Required work
Copy exactly the lines of the records below, and only those lines, beginning with the line that contains "-10,7 +10,6 @@" and ending with the line that contains "Approving, this PR".

Data excerpts
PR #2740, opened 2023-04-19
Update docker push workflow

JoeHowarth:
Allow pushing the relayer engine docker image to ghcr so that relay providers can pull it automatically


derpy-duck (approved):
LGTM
---
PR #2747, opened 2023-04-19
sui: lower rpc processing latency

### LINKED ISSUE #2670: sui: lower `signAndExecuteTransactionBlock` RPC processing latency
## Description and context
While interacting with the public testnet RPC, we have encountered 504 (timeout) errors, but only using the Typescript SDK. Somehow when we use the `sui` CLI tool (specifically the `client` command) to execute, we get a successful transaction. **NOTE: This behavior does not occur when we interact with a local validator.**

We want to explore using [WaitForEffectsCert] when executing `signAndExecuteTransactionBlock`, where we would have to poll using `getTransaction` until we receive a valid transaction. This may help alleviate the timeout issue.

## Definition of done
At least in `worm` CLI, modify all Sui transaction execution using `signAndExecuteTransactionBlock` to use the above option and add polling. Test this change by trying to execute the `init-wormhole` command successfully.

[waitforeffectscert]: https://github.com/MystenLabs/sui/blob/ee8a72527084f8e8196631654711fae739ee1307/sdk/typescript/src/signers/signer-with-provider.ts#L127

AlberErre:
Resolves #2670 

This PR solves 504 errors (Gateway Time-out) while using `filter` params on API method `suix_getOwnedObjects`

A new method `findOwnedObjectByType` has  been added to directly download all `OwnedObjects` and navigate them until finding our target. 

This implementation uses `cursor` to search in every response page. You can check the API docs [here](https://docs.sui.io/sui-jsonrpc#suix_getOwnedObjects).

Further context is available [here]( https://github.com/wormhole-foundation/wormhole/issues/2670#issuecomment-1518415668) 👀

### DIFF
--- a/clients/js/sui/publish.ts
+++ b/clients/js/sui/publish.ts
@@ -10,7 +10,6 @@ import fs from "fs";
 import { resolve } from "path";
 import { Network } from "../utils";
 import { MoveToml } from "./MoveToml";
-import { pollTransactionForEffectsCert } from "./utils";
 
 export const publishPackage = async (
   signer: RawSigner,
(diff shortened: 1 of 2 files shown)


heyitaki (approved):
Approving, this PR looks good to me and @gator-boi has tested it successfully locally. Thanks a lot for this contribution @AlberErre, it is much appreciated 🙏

Task response
@@ -10,7 +10,6 @@ import fs from "fs";
 import { resolve } from "path";
 import { Network } from "../utils";
 import { MoveToml } from "./MoveToml";
-import { pollTransactionForEffectsCert } from "./utils";
 
 export const publishPackage = async (
   signer: RawSigner,
(diff shortened: 1 of 2 files shown)


heyitaki (approved):
Approving, this PR looks good to me and @gator-boi has tested it successfully locally. Thanks a lot for this contribution @AlberErre, it is much appreciated 🙏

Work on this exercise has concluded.